Le peuple Aymara des hautes terres andines parle de « qhipa pacha », une expression qui fait référence au futur comme à une direction vers laquelle on marche en arrière. Ils croient qu’il faut se tourner vers le passé pour comprendre ce qui pourrait arriver ensuite.
L’année dernière, 13 écrivains péruviens ont lancé le Collectif Qhipa Pacha, une initiative littéraire qui « tend à récupérer la mémoire de nos peuples originels pour fonder des mondes possibles ». Ces écrivains imaginent des futurs qui reflètent les idées et les préoccupations des Péruviens a propos leur passé et leur présent.
Écrivains de fiction spéculative péruviens et membres de Last Time. Agnoli Crisp Rosée, CC BY-ND
Mon enseignement et mes écrits se concentrent principalement sur l’histoire littéraire et le réalisme péruviens, un style prédominant depuis le XIXe siècle. Récemment, je me suis intéressé aux écrivains latino-américains qui explorent un avenir imaginé à travers la fiction spéculative.

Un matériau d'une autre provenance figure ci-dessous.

PR #857, opened 2019-03-04
Added function to cancel a Server.try_get_data requests

grilledham:
There are functions that let people chose there own cancel logic. 

But I only expect people will use `Server.try_get_data_timeout` which works the same as `Server.try_get_data` expect if the timeout is reached the callback is called with `nil`.

I haven't added functions to cancel `Server.try_get_all_data` but if we want that I can add that later in a future PR.


mheguy:
RB+FP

Cette approche n’est pas simplement de la science-fiction écrite en espagnol et se déroulant au Pérou. C’est un genre enraciné à la fois dans le respect de la mémoire ancestrale du Pérou et dans l’attention portée aux problèmes sociétaux actuels.
Rédiger pour refléter la société
En espagnol, le verbe « spéculaire » se rapporte à l’optique, comme un reflet dans un miroir. Comme en anglais, cela signifie aussi spéculer – ou observer le monde attentivement et y réfléchir avec curiosité. Les deux significations éclairent le terme « fiction spéculative ».
La fiction spéculative est un vaste secteur qui englobe des œuvres fantastiques comme « Le Seigneur des Anneaux », de l’horreur comme « L’Exorciste », du surnaturel comme « Stranger Things », de la dystopie comme « The Hunger Games » et de la science-fiction comme « 2001 : Une odyssée de l’espace. Souvent, les genres spéculatifs ont été considérés comme des évasions ou comme peu sérieux. Pourtant, lorsqu’elle aborde les conflits sociaux, politiques, économiques et climatiques et les projette dans l’avenir, la littérature spéculative offre une nouvelle façon de saisir les conséquences du passé et les préoccupations du présent.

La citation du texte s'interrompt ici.